Biden's loan forgiveness in all its forms is unfair to Americans who have to pick up the tab for their generally wealthier counterparts.

Ordinary folks don't get their small business loans, credit card debt, or medical bills forgiven. So, why should student debt be treated any differently?

But the bigger issue is that student debt forgiveness ignores the heart of the problem: Unaccountable colleges that overcharge students.

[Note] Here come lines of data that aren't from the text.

PR #4002, opened 2024-05-15
compute nodes no longer reject bids based on queued capacity

### LINKED ISSUE #3992: No bid rejection for transient reasons. E.g. no available capacity
To simplify our scheduling logic and minimize the edge cases and decision branches, I would like us to move to a state where bid rejections by compute nodes are only for terminal reasons and not for transient reasons, such as no available capacity. Compute nodes already queue jobs locally if they don't have immediate capacity, they can share both the available and queued capacity with the orchestrator, and the orchestrator can make a decision on ranking nodes based on those capacities and can filter compute nodes with a large queue and retry later. This enables higher priority jobs to be scheduled in compute nodes with large queue of pending jobs, but get the chance to run sooner if we use priority queues in the executor_buffer

Even if the Orchestrator's view of the network's utilization is stale, we have solutions that can mitigation that including:
1. Use Sparrow scheduling where the orchestrator will select multiple compute nodes, and they only accept when the job reaches the head of the of the queue and ready to be executed https://github.com/bacalhau-project/bacalhau/issues/3856
2. Add a Housekeeping task that tracks executions taking too long in negotiation phase and enqueue an evaluation. The scheduler might decide to pick another node if there are better ranked ones or keep the same node otherwise

wdbaruni:
This PR not only closes #3992, but also adds a node ranker based on available and queued capacity, which we didn't have before. I had to introduce the ranker along with this PR to make sure some tests are passing that were relying on bid rejection due to exceeding resource limits, specifically `TestParallelGPU`


pkg/orchestrator/selection/ranking/available_capacity.go
```diff
@@ -0,0 +1,151 @@
...
+		ranks[i] = orchestrator.NodeRank{
+			NodeInfo: node,
+			Rank:     int(rank),
+			Reason: fmt.Sprintf(
+				"Ranked based on available capacity %s and queue capacity %s",
+				node.ComputeNodeInfo.AvailableCapacity.String(), node.ComputeNodeInfo.QueueUsedCapacity.String()),
+			Retryable: true,
+		}
+		log.Ctx(ctx).Trace().Object("Rank", ranks[i]).Msg("Ranked node")
+	}
```
frrist, line 148: For readability these two loops could be separate functions, but I don't feel strongly about it. your choice.

pkg/orchestrator/selection/ranking/available_capacity.go
```diff
@@ -0,0 +1,151 @@
...
+		// Assign rank and reason to the node
+		ranks[i] = orchestrator.NodeRank{
+			NodeInfo: node,
+			Rank:     int(rank),
+			Reason: fmt.Sprintf(
+				"Ranked based on available capacity %s and queue capacity %s",
+				node.ComputeNodeInfo.AvailableCapacity.String(), node.ComputeNodeInfo.QueueUsedCapacity.String()),
+			Retryable: true,
+		}
+		log.Ctx(ctx).Trace().Object("Rank", ranks[i]).Msg("Ranked node")
```
frrist, line 147: Can we make this a debug log? Or add a log outside of this loop that prints the nodes in ranked order?

pkg/orchestrator/selection/ranking/available_capacity_test.go
```diff
@@ -0,0 +1,292 @@
...
+
+type rankNodesTestCase struct {
+	name         string
+	nodes        []nodeScenario
+	jobResources models.ResourcesConfig
+	expected     []string
+	equalCheck   bool
+}
+
+func (suite *AvailableCapacityNodeRankerSuite) TestRankNodes() {
```
frrist, line 38: I'd find this test _slightly_ more readable if the node resources were scaled from a common value, e.g.
But don't feel strongly enough to push for change
```go
bc := models.Resources{CPU: 4, Memory: 16000, Disk: 200000, GPU: 1}
bq :=  models.Resources{CPU: 1, Memory: 4000, Disk: 100000, GPU: 0},
nodes: []nodeScenario{
	{
		nodeID:            "node1",
		availableCapacity: bc,
		queueUsedCapacity: bq,
	},
	{
		nodeID:            "node2",
		availableCapacity: models.Resources{CPU: bc.CPU*2, Memory: bc.Memory*2, Disk: bc.Disk/2, GPU: bc.GPU*2},
		queueUsedCapacity: models.Resources{CPU: bq.CPU/2, Memory: bq.Memory/2, Disk: bc.Disk/2, GPU: bc.GPU},
	},
	{
		nodeID:            "node3",
		availableCapacity: models.Resources{CPU: bc.CPU/2, Memory: bc.Memory, Disk: bc.Disk-5000, GPU: bc.GPU*4},
		queueUsedCapacity: models.Resources{CPU: bq.CPU/2, Memory: bq.Memory/4, Disk: bq.Disk/10, GPU: bq.GPU*2},
	},
},
```

pkg/orchestrator/selection/ranking/available_capacity.go
```diff
@@ -0,0 +1,151 @@
...
+	}
+
+	return ranks, nil
```
frrist, line 150: Let's return the ranks in sorted order, will remove one step from the tests and make it easier for humans to parse log lines.

pkg/orchestrator/selection/ranking/available_capacity.go
```diff
@@ -0,0 +1,151 @@
...
+// AvailableCapacityNodeRanker ranks nodes based on their available capacity and queue used capacity.
+type AvailableCapacityNodeRanker struct{}
+
+// NewAvailableCapacityNodeRanker creates a new instance of AvailableCapacityNodeRanker.
+func NewAvailableCapacityNodeRanker() *AvailableCapacityNodeRanker {
+	return &AvailableCapacityNodeRanker{}
+}
+
+// dynamicWeights calculates the weights for resources based on the job requirements.
+func dynamicWeights(jobRequirements *models.Resources) (float64, float64, float64, float64) {
```
frrist, line 43: probably worth using named returns here, or encapsulate the result in a struct.

pkg/orchestrator/selection/ranking/available_capacity.go
```diff
@@ -0,0 +1,151 @@
...
+	"fmt"
+
+	"github.com/bacalhau-project/bacalhau/pkg/lib/math"
+	"github.com/bacalhau-project/bacalhau/pkg/models"
+	"github.com/bacalhau-project/bacalhau/pkg/orchestrator"
+	"github.com/rs/zerolog/log"
+)
+
+// Constants to normalize resource values to a comparable scale.
+const (
```
frrist, line 14: passing thought: These constants are great candidates for system configuration values.

frrist (approved):
LGTM. Consider addressing a few of the comments.

pkg/compute/bidder.go
```diff
@@ -274,14 +274,16 @@ func (b Bidder) runSemanticBidding(
...
+		if err != nil || !resp.ShouldBid {
+			log.Ctx(ctx).WithLevel(logger.ErrOrDebug(err)).
+				Err(err).
+				Str("Job", request.Job.ID).
+				Str("Strategy", strategyType).
+				Bool("Bid", resp.ShouldBid).
+				Bool("Wait", resp.ShouldWait).
+				Str("Reason", resp.Reason).
+				Send()
+		}
```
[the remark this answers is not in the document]
wdbaruni: The logs were too noisy. I've changed to only log if the bid was rejected or if an error was raised. Happy cases such as when bids were accepted were too many and too noisy when trying to troubleshoot an issue

pkg/compute/bidder.go
```diff
@@ -335,14 +337,16 @@ func (b Bidder) runResourceBidding(
...
```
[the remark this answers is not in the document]
wdbaruni: same as above

pkg/node/manager/node_manager.go
```diff
@@ -154,11 +159,14 @@ func (n *NodeManager) UpdateResources(ctx context.Context,
 		return &requests.UpdateResourcesResponse{}, nil
 	}
 
-	log.Ctx(ctx).Debug().Msg("updating resources availability for node")
+	log.Ctx(ctx).Debug().Msgf("updating node resources availability: %+v", request)
```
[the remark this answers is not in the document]
wdbaruni: I am also interested in the queued capacity reported in the request

pkg/orchestrator/selection/ranking/available_capacity.go
```diff
@@ -0,0 +1,151 @@
...
+	// Scaling factors for different resource types to normalize them to a comparable scale.
+	memoryScale = 1e6 // Scale memory to megabytes
+	diskScale   = 1e9 // Scale disk to gigabytes
+	gpuScale    = 1   // No scaling needed for GPU as it's already in units
+	cpuScale    = 1   // No scaling needed for CPU as it's already in cores
```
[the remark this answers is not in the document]
wdbaruni: for consistency with other scales, and to make it clear how we are handling gpu and cpu units

pkg/orchestrator/selection/ranking/available_capacity.go
wdbaruni: Done

pkg/orchestrator/selection/ranking/available_capacity.go
wdbaruni: sorting node ranks is not cheap. We are already sorting in the selector after each ranker provided their own rank, and will be waste to sort again here for debug logging purpose

pkg/orchestrator/selection/ranking/available_capacity.go
wdbaruni: answered in https://github.com/bacalhau-project/bacalhau/pull/4002#discussion_r1605968664

pkg/orchestrator/selection/ranking/available_capacity.go
wdbaruni: done in https://github.com/bacalhau-project/bacalhau/pull/4002/commits/c5fbcb9a37ab61cd9bb19f9e02591fec71ebde1d

pkg/orchestrator/selection/ranking/available_capacity.go
wdbaruni: I would like us to think more of conventions over configurations, and reduce the number of available configurations that are not expected to change, whether we call them user or system configurations. If a value is not expected to change by users or system operators, not shared between packages and only expected to be used by current package, then it should live as a constant in the package itself. This improves the code's readability and make it clear to developers/operators what the values are, and that they are not configurable in different environments.

Even when it comes to testing, we should minimize the need to override those values for testing purposes to make sure we are are testing similar paths to production. But when there is a need to override those values, then we should still keep the default values as constants in the same package.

Colleges have raised tuition by more than double the inflation rate over the last generation while sitting on nearly $1 trillion in endowments.

If anyone should be on the hook for student loans, it's colleges themselves. For too long, they have milked students to pay for administrative bloat, programs, and amenities that provide no educational value.

Biden's bailouts give colleges a blank check to continue overcharging and underperforming. They simply kick the can down the road until a new crop of graduates will be clamoring to have their loans forgiven too.

Stopping them can set the stage for long-overdue bipartisan action to hold colleges accountable and stop the wealth transfer from taxpayers and middle-class families.

For instance, colleges should have a direct stake in the outcomes of their students and bear responsibility when graduates can't repay their loans.

Scrapping the programs can also help pay for an extension of the Tax Cuts and Jobs Act, which has been a lifeline for American small businesses during the weak Biden economy. Rep. Jodey Arrington (R-TX) estimates that ending the student loan bailout can save $200 to $330 billion.

By directing these funds to pro-growth initiatives like extending the tax cuts, college graduates can benefit from economic and job opportunities that make their student loans easier to repay.

Ending Biden's student loan bailouts is the right move from a legal, moral, fiscal, economic, and college cost perspective.

Elaine Parker is the president of Job Creators Network Foundation.

All views expressed are the authors' own.